Влияние Peganum harmala L. на ингибирование роста двух клеточных линий рака молочной железы
ВВЕДЕНИЕ
Траволечение веками использовалось для лечения множества различных заболеваний, и сегодня им уделяется повышенное внимание, поскольку они дешевы, доступны на местном уровне и с меньшими побочными эффектами.По оценкам исследования, 60-80% антибактериальных и противораковых препаратов были получены из натуральных продуктов [1].
Peganum harmala L . (род из семейства Nitrariaceae ), также известный как сирийская рута, представляет собой лекарственное растение, распространенное в полузасушливых районах Северо-Западной Индии, Северной Африки и Центральной Азии. Это растение известно как «Эспанд» в Иране, «Хармель» в Северной Африке и «Африканская рута», «Мексиканская рута» или «Турецкая рута» в США [2]. Период цветения с марта по апрель.Плоды — шаровидные капсулы с 3 камерами, содержащие многочисленные мелкие темно-коричневые семена длиной 3-4 мм [3]. Плоды используются как анальгетик и антисептик в народной медицине [3], и недавние фармацевтические исследования доказали антибактериальные и антипротозойные свойства P. harmala [4,5].

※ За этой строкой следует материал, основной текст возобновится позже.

PR #1428, opened 2024-08-09
Backward compatibility for `python-jsonschema`

adwait-godbole:
@Julian, I haven't included any pre-release versions in the `matrix-versions.json`. That's fine right?

----
📚 Documentation preview 📚: https://bowtie-json-schema--1428.org.readthedocs.build/en/1428/


implementations/python-jsonschema/bowtie_jsonschema.py
```diff
@@ -3,14 +3,46 @@
...
 import sys
 import traceback
 
 from jsonschema.validators import validator_for
-import referencing.jsonschema
+
+jsonschema_version = metadata.version("jsonschema")
+
+
+def compare_versions(v1: str, v2: str) -> int:
```
Julian, line 18: Here jsonschema *does* use Python versioning (and semver) so we have a single known implementation and version scheme -- so here we definitely should use an existing parser (probably the one you had from the packaging repo).

adwait-godbole:
Ok to merge now ? After merge you will have to trigger the `images.yml` for just `python-jsonschema` without specifying any version and it would build all of it and later the `versioned-report.yml` 😅

Julian:
> I haven't included any pre-release versions in the matrix-versions.json. That's fine right?

Yep -- though I think you could have gone back further :) -- but we can always do that after.

adwait-godbole:
> Yep -- though I think you could have gone back further :) -- but we can always do that after.

Further ? 

https://github.com/python-jsonschema/jsonschema/releases?page=7 is the last page right ? Here I only see upto `v4.0.0`

Julian:
Seems like GitHub may not keep all releases or something, but here's the full release history: https://pypi.org/project/jsonschema/#history

adwait-godbole:
Ohh wow. Okay will cover these versions later then. Thanks!

adwait-godbole:
Just a reminder, can you also trigger the `verioned-report.yml`  please 😅?

Julian:
Done!

adwait-godbole:
Thanks!

PR #1430, opened 2024-08-10
Remove deprecated `react-test-renderer`

adwait-godbole:
@Julian as per over [here](https://github.com/facebook/react/blob/main/packages/react-test-renderer/README.md) and also over [here](https://react.dev/warnings/react-test-renderer), `react-test-renderer` seems to have been deprecated so ig its better to use `@testing-library/react` as recommended over there.

Thanks.

----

Сообщалось, что это растение обеспечивает противоопухолевый эффект, сосудорасширяющее действие, анти-ВИЧ, антиоксидантную активность, иммуномодуляторные свойства и гипогликемические эффекты [3,6]. Выявлено, что некоторые фармакологические эффекты P.harmala можно отнести к его β-карболиновым алкалоидам и производным хиназолина [3]. Алкалоиды, флавоноиды и антрахиноны являются основными фитохимическими соединениями из P. harmala .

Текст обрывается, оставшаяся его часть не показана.